PR #198, opened 2017-05-31
adding Openblas.a for static builds

eolivi:


eolivi:
... does not seem to be possible, on my mac:
[  1%] Linking CXX shared library libOpenMEEGMaths.dylib
Undefined symbols for architecture x86_64:
  "__gfortran_concat_string", referenced from:
      _dormbr_ in libopenblas.a(dormbr.o)
      _dormlq_ in libopenblas.a(dormlq.o)
      _dormqr_ in libopenblas.a(dormqr.o)
  "__gfortran_pow_i4_i4", referenced from:
      _dlasd0_ in libopenblas.a(dlasd0.o)
      _dlasda_ in libopenblas.a(dlasda.o)
ld: symbol(s) not found for architecture x86_64
clang: error: linker command failed with exit code 1 (use -v to see invocation)

eolivi:
I would go for the other solution which is to build fully in static mode (without having to link against the static libs of matio, hdf5, openblas,...).
This would make the static build available on all platforms, at the expense of a header to include in all the executables .cpp (to load the IOs).
What do @papadop  says ? and @agramfort  ?

agramfort:
any idea why it's asking me to find clapack lib when building with OpenBLAS static on my mac?

agramfort:
>
> What do @papadop <https://github.com/papadop> says ? and @agramfort
> <https://github.com/agramfort> ?
>

whatever works !

make it work then make it nice :)

papadop:
The initial problem as I see it, is that libopenblas.a requires the addition of a libgfortran (.so or .a).
Static libraries, contrarily to dynamic ones (and that's maybe no longer totally true) do not record the libraries they are depending on...
All the remaining stuff in OpenMEEGMaths is totally unrelated (and thus unneeded cruft)... I do not see how it can solve this specific problem.

eolivi:
@agramfort 
what if we do as for windows, we deliver the package WITH the libs openblas, matio, hdf5 ?
-r--r--r--  1 ci  admin   2.9M Feb 15 09:48 /usr/local/opt/hdf5/lib/libhdf5.100.dylib
-r--r--r--  1 ci  admin   214K Feb 15 09:49 /usr/local/opt/libmatio/lib/libmatio.4.dylib
-r--r--r--  1 ci  admin    67M Feb 15 15:49 /usr/local/opt/openblas/lib/libopenblasp-r0.2.18.dylib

• EXERCISE INSTRUCTIONS
The answer must be the lines from the one containing "clang: error: linker" through the last line of the records, written out exactly; please include nothing more.

• ANSWER SECTION
clang: error: linker command failed with exit code 1 (use -v to see invocation)

eolivi:
I would go for the other solution which is to build fully in static mode (without having to link against the static libs of matio, hdf5, openblas,...).
This would make the static build available on all platforms, at the expense of a header to include in all the executables .cpp (to load the IOs).
What do @papadop  says ? and @agramfort  ?

agramfort:
any idea why it's asking me to find clapack lib when building with OpenBLAS static on my mac?

agramfort:
>
> What do @papadop <https://github.com/papadop> says ? and @agramfort
> <https://github.com/agramfort> ?
>

whatever works !

make it work then make it nice :)

papadop:
The initial problem as I see it, is that libopenblas.a requires the addition of a libgfortran (.so or .a).
Static libraries, contrarily to dynamic ones (and that's maybe no longer totally true) do not record the libraries they are depending on...
All the remaining stuff in OpenMEEGMaths is totally unrelated (and thus unneeded cruft)... I do not see how it can solve this specific problem.

eolivi:
@agramfort 
what if we do as for windows, we deliver the package WITH the libs openblas, matio, hdf5 ?
-r--r--r--  1 ci  admin   2.9M Feb 15 09:48 /usr/local/opt/hdf5/lib/libhdf5.100.dylib
-r--r--r--  1 ci  admin   214K Feb 15 09:49 /usr/local/opt/libmatio/lib/libmatio.4.dylib
-r--r--r--  1 ci  admin    67M Feb 15 15:49 /usr/local/opt/openblas/lib/libopenblasp-r0.2.18.dylib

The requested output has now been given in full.